# 30 year mortgage ?



## marina628 (Dec 14, 2010)

Does anyone know the % down payment you have to put down to get a 30 year term and who does them?


----------



## Just a Guy (Mar 27, 2012)

I've been offered them with TD with a non CMHC mortgage...I didn't think they were hard to get, did something change? I know they got rid of longer ones.


----------



## marina628 (Dec 14, 2010)

Just having a discussion with somebody ,did not think it is possible anymore .Her numbers are a bit tight at 25 years so she was asking me if I knew rules on 30 year.Her first home and she does have 25% down but one income and daughter in University that she is helping.


----------



## Just a Guy (Mar 27, 2012)

Looks like 20% down will still get you one...

http://www.theglobeandmail.com/glob...-spring-home-buying-ramps-up/article17744727/


----------



## Connie Merrow (Sep 9, 2014)

30 Year is a long time. I dont know the exact percentage. Thank you for sharing.


----------



## MorningCoffee (May 8, 2013)

Scotiabank was still offering them as recently as this summer, with 20% down.


----------



## Ag Driver (Dec 13, 2012)

CMHC does not allow 30yr mortgages. So, north of 20% and I'm sure you can find one wirh most lenders.


----------



## marina628 (Dec 14, 2010)

Thanks guys for feedback .


----------



## OhGreatGuru (May 24, 2009)

Ag Driver said:


> CMHC does not allow 30yr mortgages. So, north of 20% and I'm sure you can find one with most lenders.


It's more correct to say that CMHC does not insure 30 year mortgages anymore. So you have to have a high enough down payment (20%) that the lender will not require CMHC insurance. Because CMHC is the major player in mortgage insurance it's policies tend to set the bar for all lending. The changes to CMHC policy were at the direction of the government who (rightly) believed that too many people were overextending themselves financially with low-down-payment, 30+ year mortgages.

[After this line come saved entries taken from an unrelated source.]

PR #1290, opened 2019-11-27
Add USD lexer

ColinKennedy:
Ported from: https://bitbucket.org/birkenfeld/pygments-main/pull-requests/840/add-usd-lexer

## Current Status
The code below was run against roughly 300 USD files that ship with Pixar's test suite. Everything is 100% working except for one exception case which I was hoping to get advice on.

Any time there's a multi-line string, it seems, non-alphanumeric characters register as an error.

e.g.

It really doesn't make economic sense to take out a 30 year mortgage, if you look at the total interest cost.


----------



## Mortgage u/w (Feb 6, 2014)

marina628 said:


> Does anyone know the % down payment you have to put down to get a 30 year term and who does them?


All lenders still offer 30 years amortization as long as you put 20% down. Anything less of a downpayment and you are restricted to 25 years.

As for mortgage insurers such as CMHC, they still insure 30 year amortizations - as long as down payment is 20%.
Other insurers still go as high as 40 years.


----------



## marina628 (Dec 14, 2010)

Hey guys my friend had her offer accepted on Saturday and closes end of October and after looking at the big picture went with 25 year mortgage.She got a nice house for $173,800 in a small town nowhere near GTA or Vancouver


----------



## Fain (Oct 11, 2009)

marina628 said:


> Does anyone know the % down payment you have to put down to get a 30 year term and who does them?


RMG does 35 year mortgages. I closed a 35 year mortgage at 2.94%.


----------



## HaroldCrump (Jun 10, 2009)

You mean a 35 year _amortization_ with a 5 year _term_ @ 2.94%, right?
Or a true 35 year term?


----------



## Fain (Oct 11, 2009)

HaroldCrump said:


> You mean a 35 year _amortization_ with a 5 year _term_ @ 2.94%, right?
> Or a true 35 year term?


Yes I do. Sorry about that. 35 year amortization with a 5 year term. . . A pity we can't go to 40 years amortization in Canada.


----------



## Jagt Mirage (Sep 29, 2014)

I have a 35 year on my primary residence and 30 year on my investment, both 5 year terms. Roughly 60% equity 40% debt on both of them. They're coming up for renewal in less than a year. I'm not sure if I can still get those kind of amortizations.


----------



## christinad (Apr 30, 2013)

While i have mixed feelings about getting a 30 year mortgage, what i am doing is doing prepayments. It seems to me you are better off getting a 30 year mortgage if you have the discipline to do prepayments since more money is going to the principal then if you had a 25 year mortgage. I could be wrong though.


----------



## Just a Guy (Mar 27, 2012)

Just because you sign a 30 year mortgage, doesn't mean you need to pay as if it's a 30 year mortgage. You could set up your payments as if it was a 20 year biweekly rapid if you could afford it...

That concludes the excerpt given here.